[INPUT]
%%

PR #253, opened 2026-07-27
Add ability to have multiple host ports

Mr-Bossman:
# Add various features namely the ability to have multiple host ports 

This will be used in my upcoming PR for testing nvme marginal support.
All the commits are independent of one-anther, if anyone thinks its a good idea
to split them into multiple PRs I can .

### makefile: Add rules to generate ctags
    
    If cscope and ctags are installed create the databases needed
    to browse these shell scripts with cscope/ctags.

### nvme: Add ability to have multiple host ports
    
    Currently, the nvme tests only support a single host port.
    This patch adds the ability to have multiple host ports, which will
    more accuratly reflect a real-world multipath scenario.

### nvme: Add _nvmet_target_add_ports
    
    Add `_nvmet_target_add_ports` to allow for more ports to be added after
    `_nvmet_target_setup` has been called.

### DIFF
--- a/Makefile
+++ b/Makefile
@@ -6,12 +6,23 @@ all:
 
 clean:
 	$(MAKE) -C src clean
+	rm -f tags cscope.*
 
 install:
 	install -m755 -d $(dest)
 	install check $(dest)
 	cp -R tests common $(dest)
 	$(MAKE) -C src dest=$(dest)/src install
+
+tags: check_utility
+	@rm -f cscope.* tags
+	find . -type f -print | grep -v -E ".out|.git|.md|.files|.cmd|tags|LICENSES|.el|.jinja2|.py|results" > cscope.files
+	ctags -R --language-force=sh -L cscope.files --extras=+f
+	cscope -bq -I/usr/include
+
+check_utility:
+	@command -v ctags &>/dev/null || (echo "Error: 'ctags' not found in PATH." && exit 1)
+	@command -v cscope &>/dev/null || (echo "Error: 'cscope' not found in PATH." && exit 1)
 
 # SC2119: "Use foo "$@" if function's $1 should mean script's $1". False
 # positives on helpers like _init_scsi_debug.
@@ -36,4 +47,4 @@ check-parallel:
 	find -L -name '*.out' -perm /u=x+g=x+o=x -printf '%p is executable\n' | grep . && ret=1; \
 	exit $$ret
 
-.PHONY: all check check-parallel install
+.PHONY: all check check-parallel install tags check_utility
--- a/common/nvme
+++ b/common/nvme
@@ -1102,6 +1102,85 @@ _nvmet_target_setup() {
 			"${hostkey}" "${ctrlkey}"
 }
 
+_nvmet_target_add_ports() {
+	local ctrlkey=""
+	local hostkey=""
+	local subsysnqn="${def_subsysnqn}"
+	local subsys_uuid
+	local port p
+	local num_ports=1
+	local tls="none"
+	local cfs_path
+
+	while [[ $# -gt 0 ]]; do
+		case $1 in
+			--ctrlkey)
+				ctrlkey="$2"
+				shift 2
+				;;
+			--hostkey)
+				hostkey="$2"
+				shift 2
+				;;
+			--subsysnqn)
+				subsysnqn="$2"
+				shift 2
+				;;
+			--subsys-uuid)
+				subsys_uuid="$2"
+				shift 2
+				;;
+			--ports)
+				num_ports="$2"
+				shift 2
+				;;
+			--tls)
+				tls="not-required"
+				shift 1
+				;;
+			--force-tls)
+				tls="required"
+				shift 1
+				;;
+			*)
+				echo "WARNING: unknown argument: $1"
+				shift
+				;;
+		esac
+	done
+
+	if [[ -n "${nvme_target_control}" ]]; then
+		if [[ -n "${hostkey}" ]]; then
+			ARGS+=(--hostkey "${hostkey}")
+		fi
+		if [[ -n "${ctrlkey}" ]]; then
+			ARGS+=(--ctrkey "${ctrlkey}")
+		fi
+
+		"${nvme_target_control}" add-ports \
+					 --ports "${num_ports}" \
+					 --subsysnqn "${subsysnqn}" \
+					 --subsys-uuid "${subsys_uuid:-$def_subsys_uuid}" \
+					 --hostnqn "${def_hostnqn}" \
+					 "${ARGS[@]}" &> /dev/null
+		echo "'${nvme_target_control} add-ports' is a stub"
+		return
+	fi
+
+	cfs_path="${NVMET_CFS}/subsystems/${subsystem}"
+	if [[ ! -d "${cfs_path}" ]]; then
+		echo "Can not add ports to a non-existent subsystem. subsystem not found"
+		return 1;
+	fi
+
+	p=0
+	while (( p < num_ports )); do
+		port="$(_create_nvmet_port ${tls})"
+		_add_nvmet_subsys_to_port "${port}" "${subsysnqn}"
+		p=$(( p + 1 ))
+	done
+}
+
 _nvmet_target_cleanup() {
 	local ports
 	local port
--- a/common/nvme
+++ b/common/nvme
@@ -30,6 +30,7 @@ NVMET_CFS="/sys/kernel/config/nvmet"
 NVMET_DFS="/sys/kernel/debug/nvmet"
 nvme_trtype=${nvme_trtype:-}
 nvme_adrfam=${nvme_adrfam:-}
+declare -ag ports_to_hosts
 
 # TMPDIR can not be referred out of test() or test_device() context. Instead of
 # global variable def_flie_path, use this getter function.
@@ -150,6 +151,7 @@ _cleanup_nvmet() {
 	local subsys
 	local transport
 	local name
+	local host_port
 
 	if [[ ! -d "${NVMET_CFS}" ]]; then
 		return 0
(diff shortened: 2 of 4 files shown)


common/nvme
```diff
@@ -1102,6 +1102,45 @@ _nvmet_target_setup() {
...
+				echo "WARNING: unknown argument: $1"
+				shift
+				;;
+		esac
+	done
+
+	p=0
+	while (( p < num_ports )); do
+		port="$(_create_nvmet_port ${tls})"
+		_add_nvmet_subsys_to_port "${port}" "${subsysnqn}"
```
igaw, line 1242: The add port command should also be forward to NVME_TARGET_CONTROL.

Mr-Bossman: Im not sure what you mean? Like call `"${nvme_target_control}" setup`?

igaw:
```
- NVME_TARGET_CONTROL: When defined, the generic target setup/cleanup code will
  be skipped and this script gets called. This makes it possible to run
  the fabric nvme tests against a real target.
```

Yes, this script is able to steer any external target: https://github.com/linux-blktests/blktests/blob/master/contrib/nvme_target_control.py

It looks like a new sub command would be necessary in the script.

(and after looking at it, I need to update the script to use ssh to a remote machine instead)

Mr-Bossman: oh ok ill look into that

common/nvme
```diff
@@ -222,6 +229,7 @@ _cleanup_nvmet() {
 }
 
 _setup_nvmet() {
+	local -i host_ports=${1:-1}
```
kawasaki: Nit: does this local variable "host_ports" mean number of host ports? If so, I suggest to rename it to "nr_host_ports". This is just my preference, though.

common/nvme
```diff
@@ -920,9 +948,20 @@ _get_nvmet_ports() {
...
 }
 
+_get_fc_host_port() {
+	local -i port=${1}
+
+	echo "${ports_2_hosts[${port}]}"
+}
+
+_get_fc_host_ports() {
+	printf "%s\n" "${ports_2_hosts[@]}" | sort -u
```
kawasaki: Blktests encourages long option over short options for readability and stability. I suggest 'sort --unique' in place of 'sort -u'.

common/nvme
```diff
@@ -1182,7 +1233,10 @@ _nvmet_target_cleanup() {
 	_remove_nvmet_host "${def_hostnqn}"
 
 	if [[ "${nvme_trtype}" == "fc" ]]; then
-		_nvme_fcloop_del_lport "${def_local_wwnn}" "${def_local_wwpn}"
+		for host_port in $(_get_fc_host_ports); do
```
kawasaki: Nit: the local variable host_port is not declared.

common/nvme
```diff
@@ -968,7 +1007,7 @@ _find_nvme_dev() {
 	for dev in /sys/class/nvme/nvme*; do
 		[ -e "$dev" ] || continue
 		dev="$(basename "$dev")"
-		subsysnqn="$(cat "/sys/class/nvme/${dev}/subsysnqn" 2>/dev/null)"
+		subsysnqn="$(cat "/sys/class/nvme/${dev}/subsysnqn" 2> /dev/null)"
```
kawasaki: This change does not look relevant to this commit. Let's follow 'single commit, single purpose" principle.

Makefile
```diff
@@ -6,13 +6,24 @@ all:
...
 	$(MAKE) -C src clean
+	rm -f tags cscope.*
 
 install:
 	install -m755 -d $(dest)
 	install check $(dest)
 	cp -R tests common $(dest)
 	$(MAKE) -C src dest=$(dest)/src install
 
+tags: check_utility
```
kawasaki: A stray space at the end of this line.

common/nvme
```diff
@@ -1206,6 +1142,13 @@ _nvmet_target_cleanup() {
 	_remove_nvmet_subsystem "${subsysnqn}"
 	_remove_nvmet_host "${def_hostnqn}"
 
+	if [[ "${nvme_trtype}" == "fc" ]]; then
+		_nvme_fcloop_del_lport "${def_local_wwnn}" "${def_local_wwpn}"
+	fi
+	if [[ "${nvme_trtype}" == "rdma" ]]; then
```
kawasaki: This if block is not explained in the commit message. Why this change is required?

common/nvme
```diff
@@ -212,7 +212,7 @@ _cleanup_nvmet() {
 	trap SIGINT
 
 	if [[ "${nvme_trtype}" == "fc" ]]; then
-		_nvme_fcloop_del_lport "${def_local_wwnn}" "${def_local_wwpn}"
+		_nvme_fcloop_del_lport "${def_local_wwnn}" "${def_local_wwpn}" 2> /dev/null
```
kawasaki: This change is not describe in the commit message. Why we need to ignore _nvme_fcloop_del_lport stderr?

kawasaki (changes requested):
Hi @Mr-Bossman thank you for the PR. Overall, four out of the three commits look good. I'm not so sure about the first commit, "nvme: Delete lports in _nvmet_target_cleanup". Its commit message says that _nvmet_target_cleanup() is called when Ctrl-C is typed, but my understanding is that _cleanup_nvmet() is called when Ctrl-C is typed.

Other three commits looks valid. Please find some minor comments I made for them, and see if they make sense for you.

I have not yet done trail test runs. Will do later. Thanks!

common/nvme
Mr-Bossman: good point.

common/nvme
Mr-Bossman: good to know!

common/nvme
Mr-Bossman: You are right i think when formatting my commits i accidentally changed this line instead of the line i added in `_cleanup_nvmet`.

Makefile
Mr-Bossman: odd I thought my editor removes trailing whitespace, i guess not in this case.

common/nvme
Mr-Bossman: ah interesting i didn't know for loop variables were not local

common/nvme
Mr-Bossman: i relize the commit description is a bit misleading, but this function gets called at the end of the test to clean up the test, but it doesnt delete the `lport` or stop `soft rdma`.  Delete the `lport` and stoping `soft rdma`  is handled in `_cleanup_nvmet` which is called by the caller. ideally `_cleanup_nvmet` is only precautionary for when the test fails and doesn't clean itself up. Adding cleanup for `lport` and `rdma` here will fully cleanup the test on exit.

common/nvme
Mr-Bossman: I just added a fix in later commits, but basically there is no easy way to check if `lport` has been cleaned up or not so we just unconditionally delete it even if it doesnt exist. Sence i added `_nvme_fcloop_del_lport` to `_nvmet_target_cleanup`  the `lport` has already been removed causing this to error with `ENOENT`

Mr-Bossman:
@kawasaki I dropped the "nvme: Delete lports in _nvmet_target_cleanup" commit

common/nvme
```diff
@@ -1166,6 +1102,85 @@ _nvmet_target_setup() {
...
+			ARGS+=(--ctrkey "${ctrlkey}")
+		fi
+
+		"${nvme_target_control}" add-ports \
+					 --ports "${num_ports}" \
+					 --subsysnqn "${subsysnqn}" \
+					 --subsys-uuid "${subsys_uuid:-$def_subsys_uuid}" \
+					 --hostnqn "${def_hostnqn}" \
+					 "${ARGS[@]}" &> /dev/null
+		echo "`${nvme_target_control} add-ports` is a stub"
```
kawasaki: This line caused "make shellcheck" failure: [ref](be47c8b6)
I suggest to replace the back ticks ` with single  quote'.

contrib/nvme_target_control.py
```diff
@@ -117,6 +117,11 @@ def target_setup(args):
     subprocess.call(['python3', nvmetcli, '--remote=' + remote,
                      'restore', args.subsysnqn + '.json'])
 
+def target_add_ports(_):
```
kawasaki, line 120: I suggest to mention this change of contrib/nvme_target_control.py in the commit message. The added "add-ports" command is a stub at this moment.  It will be also valuable to note your outlook for the stub implementation in the commit log (will your implement it later? Or do you expect someone to implement it?)

kawasaki (changes requested):
@Mr-Bossman Thanks for the update. I did full blktests run with the changes, and did not see regression. Good from test run point of view.

The script change looks good from logic point of view. I made two comments about shellcheck WARN and the commit message contents. Please check them out.

contrib/nvme_target_control.py
Mr-Bossman: I think the commit message is fixed now.

common/nvme
```diff
@@ -30,6 +30,7 @@ NVMET_CFS="/sys/kernel/config/nvmet"
 NVMET_DFS="/sys/kernel/debug/nvmet"
 nvme_trtype=${nvme_trtype:-}
 nvme_adrfam=${nvme_adrfam:-}
+declare -ag ports_2_hosts
```
igaw: Just wondering what `ports_2_hosts` means. Should it express the mapping of the ports to hosts, or is it something else. If it is the mapping, please use `ports_to_hosts` or something similar.

igaw:
Looks good, just the name of `hosts_2_ports` is not clear to me. 

```
Reviewed-by: Daniel Wagner <dwagner@suse.de>
```

common/nvme
Mr-Bossman: it is a mapping ill change it to `ports_to_hosts`

kawasaki:
@Mr-Bossman The updated commits look good to me. I have applied the three commits manually to leave Daniel's reviewd-by tags in each commit message. Let me close this PR. Thanks!

Mr-Bossman:
@kawasaki Thanks so much!

PR #254, opened 2026-07-27
nvme/{014,019}: Print the return value instead of shell execution

dirkmueller:


kawasaki (changes requested):
Hi @dirkmueller Thank you for catching this bug! The change looks good to me.

May I ask you to update the commit message?

1. Please add title with valid prefix. I suggest "nvme/{014,019}: Print the return value instead of shell execution
2. Please add your Signed-off-by tag as guided in [CONTRIBUTING.md](https://github.com/linux-blktests/blktests/blob/master/CONTRIBUTING.md).

Thanks!

kawasaki:
I have merged this PR, thanks!

PR #256, opened 2026-07-29
Md tests

schlad:


tests/md/006
```diff
@@ -0,0 +1,53 @@
...
+	_have_brd
+	_have_fio
+}
+
+test() {
+	echo "Running ${TEST_NAME}"
+
+	local mddev="/dev/md/blktests_md_${TEST_NAME##*/}"
+
+	if ! _init_brd rd_size=524288 rd_nr=2; then
```
igaw, line 26: from past experience, usually it's better to calculate the values not hard code them in case they are depended on the drive.

schlad: good point.
I looked how md/001 is doing that and I did that in the similar way, but yeah I agree.

igaw: yeah, sorry, sometimes you just start pulling a thread....

kawasaki:
Thanks, I took a look in the commits and they look good overall. Let me leave a few comments.

- As discussed, duplication in test cases from md/005 to md/009 should be avoided. I suggest to combine them into a single test case, but this is not a strong opinion. There could be other way to avoid the duplication.

- There are some short options such as "mkdir -p" or "grep -q", and I would suggest to use long options for them, but this is a nit comment.

- When I ran md/011 on v7.2-rc5 kernel, it passed at the 1st run. It failed at 2nd run with the message below:
```
md/011 => nvme0n1 nvme2n1 nvme3n1 nvme4n1 (reproduce raid1 write-vs-recovery race with concurrent I/O on ext4) [failed]
    runtime  11.084s  ...  15.817sests/blktests/results/tmpdir.md.011.3BS/mnt': Device or resource busy
    --- tests/md/011.out        2026-07-31 18:14:00.508000000 +0900
    +++ /home/shin/Blktests/blktests/results/nvme0n1_nvme2n1_nvme3n1_nvme4n1/md/011.out.bad     2026-07-31 18:29:22.746000000 +0900
    @@ -1,2 +1,6 @@
     Running md/011
    +mdadm: cannot open /dev/nvme0n1: Device or resource busy
    +timed out waiting for initial resync to finish
    +/dev/md/blktests_md_011 is mounted; will not make a filesystem here!
    +timed out waiting for recovery to start
     Test complete
```

Is this the expected failure?

I also wonder if md/011 has corresponding kernel side fix commit or not.

schlad:
> Thanks, I took a look in the commits and they look good overall. Let me leave a few comments.
> 
>     * As discussed, duplication in test cases from md/005 to md/009 should be avoided. I suggest to combine them into a single test case, but this is not a strong opinion. There could be other way to avoid the duplication.
> 
>     * There are some short options such as "mkdir -p" or "grep -q", and I would suggest to use long options for them, but this is a nit comment.
> 
>     * When I ran md/011 on v7.2-rc5 kernel, it passed at the 1st run. It failed at 2nd run with the message below:
> 
> 
> ```
> md/011 => nvme0n1 nvme2n1 nvme3n1 nvme4n1 (reproduce raid1 write-vs-recovery race with concurrent I/O on ext4) [failed]
>     runtime  11.084s  ...  15.817sests/blktests/results/tmpdir.md.011.3BS/mnt': Device or resource busy
>     --- tests/md/011.out        2026-07-31 18:14:00.508000000 +0900
>     +++ /home/shin/Blktests/blktests/results/nvme0n1_nvme2n1_nvme3n1_nvme4n1/md/011.out.bad     2026-07-31 18:29:22.746000000 +0900
>     @@ -1,2 +1,6 @@
>      Running md/011
>     +mdadm: cannot open /dev/nvme0n1: Device or resource busy
>     +timed out waiting for initial resync to finish
>     +/dev/md/blktests_md_011 is mounted; will not make a filesystem here!
>     +timed out waiting for recovery to start
>      Test complete
> ```
> 
> Is this the expected failure?
> 
> I also wonder if md/011 has corresponding kernel side fix commit or not.

Yes, the problem is known and there is a known fix. I will update the test information with the details.

Hmm I did not run it on v7.2-rc5 kernel; I will do and see why this is timing out in the 2nd run.

PR #64, opened 2020-10-19
Try a custom component fix for Edge

loneil:
# Description

## Checklist


bcgov-nr-csst:
SonarQube Analysis: https://sonarqube-wxpbtr-tools.pathfinder.gov.bc.ca/dashboard?id=common-hosted-form-service-pr-64

jujaga (approved):
Moving this out into the component is a good idea anyways as it allows us to have less in the initial application loading. I think we should go through with this 👍

loneil:
Sadly this doesn't work, as nice as it would be to have them in the formio components themselves it seems to need to load before the keycloak adapter or KC just breaks (polyfill clash I think)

%%

[WHAT TO PRODUCE] Wherever the string "failure" appears in the records, copy the whole line.

[ANSWER TO THIS PROBLEM]
kawasaki: This line caused "make shellcheck" failure: [ref](be47c8b6)
Is this the expected failure?
> Is this the expected failure?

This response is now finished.